START DATA RECORDS

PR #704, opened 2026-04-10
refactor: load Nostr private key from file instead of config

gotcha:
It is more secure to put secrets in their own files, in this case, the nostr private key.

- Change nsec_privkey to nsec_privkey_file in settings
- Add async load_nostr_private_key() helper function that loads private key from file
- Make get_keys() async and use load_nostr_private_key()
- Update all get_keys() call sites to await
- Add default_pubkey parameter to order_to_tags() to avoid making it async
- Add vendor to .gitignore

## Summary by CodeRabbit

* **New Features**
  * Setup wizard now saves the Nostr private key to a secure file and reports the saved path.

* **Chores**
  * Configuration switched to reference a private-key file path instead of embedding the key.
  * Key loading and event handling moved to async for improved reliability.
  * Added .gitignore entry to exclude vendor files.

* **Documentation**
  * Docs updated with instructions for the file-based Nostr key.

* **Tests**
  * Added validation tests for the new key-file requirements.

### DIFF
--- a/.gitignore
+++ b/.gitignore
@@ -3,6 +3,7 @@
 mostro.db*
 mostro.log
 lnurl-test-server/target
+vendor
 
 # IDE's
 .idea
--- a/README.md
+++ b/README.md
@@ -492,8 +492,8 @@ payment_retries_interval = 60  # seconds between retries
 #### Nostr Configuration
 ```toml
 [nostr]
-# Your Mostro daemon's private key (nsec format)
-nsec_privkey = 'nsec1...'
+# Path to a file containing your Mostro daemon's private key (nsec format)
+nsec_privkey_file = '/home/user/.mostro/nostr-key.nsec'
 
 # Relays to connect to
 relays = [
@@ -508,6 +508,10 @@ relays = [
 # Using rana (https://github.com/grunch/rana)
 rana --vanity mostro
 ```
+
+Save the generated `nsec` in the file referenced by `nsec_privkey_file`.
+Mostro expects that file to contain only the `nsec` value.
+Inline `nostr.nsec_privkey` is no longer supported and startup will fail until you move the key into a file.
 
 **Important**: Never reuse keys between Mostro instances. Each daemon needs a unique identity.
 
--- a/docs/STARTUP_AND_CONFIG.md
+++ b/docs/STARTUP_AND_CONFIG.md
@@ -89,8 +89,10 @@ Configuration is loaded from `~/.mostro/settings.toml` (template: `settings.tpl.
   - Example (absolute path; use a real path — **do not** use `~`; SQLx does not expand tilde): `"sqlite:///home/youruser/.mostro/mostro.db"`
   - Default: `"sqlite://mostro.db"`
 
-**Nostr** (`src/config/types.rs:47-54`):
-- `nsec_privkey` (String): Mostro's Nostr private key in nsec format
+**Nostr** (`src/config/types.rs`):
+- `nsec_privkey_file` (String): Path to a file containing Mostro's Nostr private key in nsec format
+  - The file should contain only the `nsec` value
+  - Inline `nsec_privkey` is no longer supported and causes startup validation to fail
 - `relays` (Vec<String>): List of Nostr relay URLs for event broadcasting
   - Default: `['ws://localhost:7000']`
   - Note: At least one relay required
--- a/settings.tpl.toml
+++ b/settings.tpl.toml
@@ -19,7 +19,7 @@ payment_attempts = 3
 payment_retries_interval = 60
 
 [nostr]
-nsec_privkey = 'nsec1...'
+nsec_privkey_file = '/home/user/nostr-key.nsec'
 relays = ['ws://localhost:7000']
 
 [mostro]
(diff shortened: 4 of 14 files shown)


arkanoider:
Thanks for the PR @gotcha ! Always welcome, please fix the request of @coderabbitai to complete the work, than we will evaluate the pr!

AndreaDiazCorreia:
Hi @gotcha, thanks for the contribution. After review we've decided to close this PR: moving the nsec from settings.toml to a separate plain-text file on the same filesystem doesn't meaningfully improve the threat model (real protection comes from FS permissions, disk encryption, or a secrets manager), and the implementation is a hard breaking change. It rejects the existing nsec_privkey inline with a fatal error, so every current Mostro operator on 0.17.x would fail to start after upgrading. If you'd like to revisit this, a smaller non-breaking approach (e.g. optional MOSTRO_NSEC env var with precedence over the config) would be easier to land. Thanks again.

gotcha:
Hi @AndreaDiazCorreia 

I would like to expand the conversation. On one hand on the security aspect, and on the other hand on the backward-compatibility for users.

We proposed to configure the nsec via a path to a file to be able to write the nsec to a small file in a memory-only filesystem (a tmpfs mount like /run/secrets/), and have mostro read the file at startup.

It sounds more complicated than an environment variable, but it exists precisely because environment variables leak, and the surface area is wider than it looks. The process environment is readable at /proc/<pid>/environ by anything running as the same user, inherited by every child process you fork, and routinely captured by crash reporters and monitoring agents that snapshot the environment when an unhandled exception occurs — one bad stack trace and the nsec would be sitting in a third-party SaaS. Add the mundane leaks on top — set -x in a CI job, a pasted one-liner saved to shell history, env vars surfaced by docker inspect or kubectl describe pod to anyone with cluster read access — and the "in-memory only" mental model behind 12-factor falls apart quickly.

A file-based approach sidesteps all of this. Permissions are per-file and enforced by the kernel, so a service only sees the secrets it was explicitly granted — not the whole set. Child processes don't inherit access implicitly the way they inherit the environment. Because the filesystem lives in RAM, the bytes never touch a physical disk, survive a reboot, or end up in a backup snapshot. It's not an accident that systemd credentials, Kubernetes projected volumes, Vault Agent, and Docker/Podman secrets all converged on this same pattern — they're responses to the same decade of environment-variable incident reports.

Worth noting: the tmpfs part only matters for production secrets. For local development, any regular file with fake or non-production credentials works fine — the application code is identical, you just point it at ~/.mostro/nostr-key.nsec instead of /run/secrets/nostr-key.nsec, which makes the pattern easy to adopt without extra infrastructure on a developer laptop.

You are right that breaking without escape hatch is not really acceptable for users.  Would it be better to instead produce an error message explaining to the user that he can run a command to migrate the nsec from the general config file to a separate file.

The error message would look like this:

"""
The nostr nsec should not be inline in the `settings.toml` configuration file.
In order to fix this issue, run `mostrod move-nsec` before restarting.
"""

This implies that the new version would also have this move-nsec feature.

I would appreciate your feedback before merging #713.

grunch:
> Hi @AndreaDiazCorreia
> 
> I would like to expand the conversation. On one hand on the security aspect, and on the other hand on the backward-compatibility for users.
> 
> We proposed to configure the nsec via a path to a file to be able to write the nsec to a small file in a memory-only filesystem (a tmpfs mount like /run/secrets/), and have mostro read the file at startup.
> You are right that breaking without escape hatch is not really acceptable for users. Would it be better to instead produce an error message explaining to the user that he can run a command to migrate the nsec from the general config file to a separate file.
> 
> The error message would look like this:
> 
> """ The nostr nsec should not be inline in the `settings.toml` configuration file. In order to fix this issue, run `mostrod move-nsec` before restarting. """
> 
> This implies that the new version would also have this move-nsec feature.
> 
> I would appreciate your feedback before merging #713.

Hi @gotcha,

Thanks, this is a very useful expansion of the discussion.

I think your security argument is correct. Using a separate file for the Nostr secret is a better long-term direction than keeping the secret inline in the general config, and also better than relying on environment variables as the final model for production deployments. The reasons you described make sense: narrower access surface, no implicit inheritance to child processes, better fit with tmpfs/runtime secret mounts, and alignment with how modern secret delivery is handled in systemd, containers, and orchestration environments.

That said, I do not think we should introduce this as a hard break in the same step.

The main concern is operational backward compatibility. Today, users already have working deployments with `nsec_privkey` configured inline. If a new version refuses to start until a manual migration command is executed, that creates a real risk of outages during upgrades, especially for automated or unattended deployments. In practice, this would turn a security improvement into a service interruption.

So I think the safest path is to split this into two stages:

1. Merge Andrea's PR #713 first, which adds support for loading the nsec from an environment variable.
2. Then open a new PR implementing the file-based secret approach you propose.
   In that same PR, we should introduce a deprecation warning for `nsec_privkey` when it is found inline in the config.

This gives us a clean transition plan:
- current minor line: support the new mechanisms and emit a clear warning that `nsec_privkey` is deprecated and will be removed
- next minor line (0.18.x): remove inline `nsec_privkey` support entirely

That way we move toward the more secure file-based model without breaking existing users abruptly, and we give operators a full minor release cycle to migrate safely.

END DATA RECORDS
START DATA RECORDS

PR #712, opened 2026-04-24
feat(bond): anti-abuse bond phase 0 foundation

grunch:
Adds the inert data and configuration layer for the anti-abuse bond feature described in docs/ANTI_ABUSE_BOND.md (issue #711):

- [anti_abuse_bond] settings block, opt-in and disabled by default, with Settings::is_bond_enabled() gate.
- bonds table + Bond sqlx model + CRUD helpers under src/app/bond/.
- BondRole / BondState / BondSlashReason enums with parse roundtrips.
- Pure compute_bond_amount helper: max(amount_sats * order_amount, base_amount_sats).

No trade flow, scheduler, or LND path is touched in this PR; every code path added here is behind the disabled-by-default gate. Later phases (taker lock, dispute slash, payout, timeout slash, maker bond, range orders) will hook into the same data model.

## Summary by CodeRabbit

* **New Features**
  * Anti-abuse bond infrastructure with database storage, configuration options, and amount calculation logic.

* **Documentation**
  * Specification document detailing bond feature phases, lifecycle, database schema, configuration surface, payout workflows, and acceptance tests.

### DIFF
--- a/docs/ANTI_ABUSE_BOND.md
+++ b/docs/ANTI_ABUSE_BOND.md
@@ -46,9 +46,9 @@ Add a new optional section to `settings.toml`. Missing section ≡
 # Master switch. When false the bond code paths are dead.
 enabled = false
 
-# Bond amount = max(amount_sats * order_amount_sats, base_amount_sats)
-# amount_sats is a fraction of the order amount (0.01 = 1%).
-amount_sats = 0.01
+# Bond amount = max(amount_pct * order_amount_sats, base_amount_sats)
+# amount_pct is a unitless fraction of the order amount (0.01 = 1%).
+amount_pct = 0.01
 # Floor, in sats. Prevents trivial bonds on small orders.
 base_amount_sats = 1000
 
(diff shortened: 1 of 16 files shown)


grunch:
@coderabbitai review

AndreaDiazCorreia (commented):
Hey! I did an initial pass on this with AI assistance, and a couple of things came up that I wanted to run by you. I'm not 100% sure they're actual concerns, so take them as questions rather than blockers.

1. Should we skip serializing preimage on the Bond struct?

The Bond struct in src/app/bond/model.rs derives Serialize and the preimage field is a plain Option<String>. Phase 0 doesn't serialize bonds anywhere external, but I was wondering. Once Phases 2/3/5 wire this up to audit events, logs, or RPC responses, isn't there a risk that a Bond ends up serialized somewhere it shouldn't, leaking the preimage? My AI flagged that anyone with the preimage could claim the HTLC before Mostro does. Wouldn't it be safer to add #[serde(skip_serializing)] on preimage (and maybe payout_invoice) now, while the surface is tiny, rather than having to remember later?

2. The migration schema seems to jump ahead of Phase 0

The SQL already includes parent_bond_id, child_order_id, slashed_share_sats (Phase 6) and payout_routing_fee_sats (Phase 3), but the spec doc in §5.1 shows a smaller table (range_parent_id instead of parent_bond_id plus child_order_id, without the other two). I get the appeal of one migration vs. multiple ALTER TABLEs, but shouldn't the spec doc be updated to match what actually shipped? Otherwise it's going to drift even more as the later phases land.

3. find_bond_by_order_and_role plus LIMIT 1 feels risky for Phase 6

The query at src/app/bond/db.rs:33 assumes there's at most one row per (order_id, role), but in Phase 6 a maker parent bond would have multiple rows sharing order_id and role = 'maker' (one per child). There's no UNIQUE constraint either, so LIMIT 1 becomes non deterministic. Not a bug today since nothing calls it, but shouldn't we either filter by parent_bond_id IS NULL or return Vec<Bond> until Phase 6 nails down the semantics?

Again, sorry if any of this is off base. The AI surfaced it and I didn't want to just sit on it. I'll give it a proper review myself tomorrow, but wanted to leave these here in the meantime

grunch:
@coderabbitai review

END DATA RECORDS

Report every line of the entries that carries the word "general".

▸ **TASK RESULT**:
You are right that breaking without escape hatch is not really acceptable for users.  Would it be better to instead produce an error message explaining to the user that he can run a command to migrate the nsec from the general config file to a separate file.
> You are right that breaking without escape hatch is not really acceptable for users. Would it be better to instead produce an error message explaining to the user that he can run a command to migrate the nsec from the general config file to a separate file.
I think your security argument is correct. Using a separate file for the Nostr secret is a better long-term direction than keeping the secret inline in the general config, and also better than relying on environment variables as the final model for production deployments. The reasons you described make sense: narrower access surface, no implicit inheritance to child processes, better fit with tmpfs/runtime secret mounts, and alignment with how modern secret delivery is handled in systemd, containers, and orchestration environments.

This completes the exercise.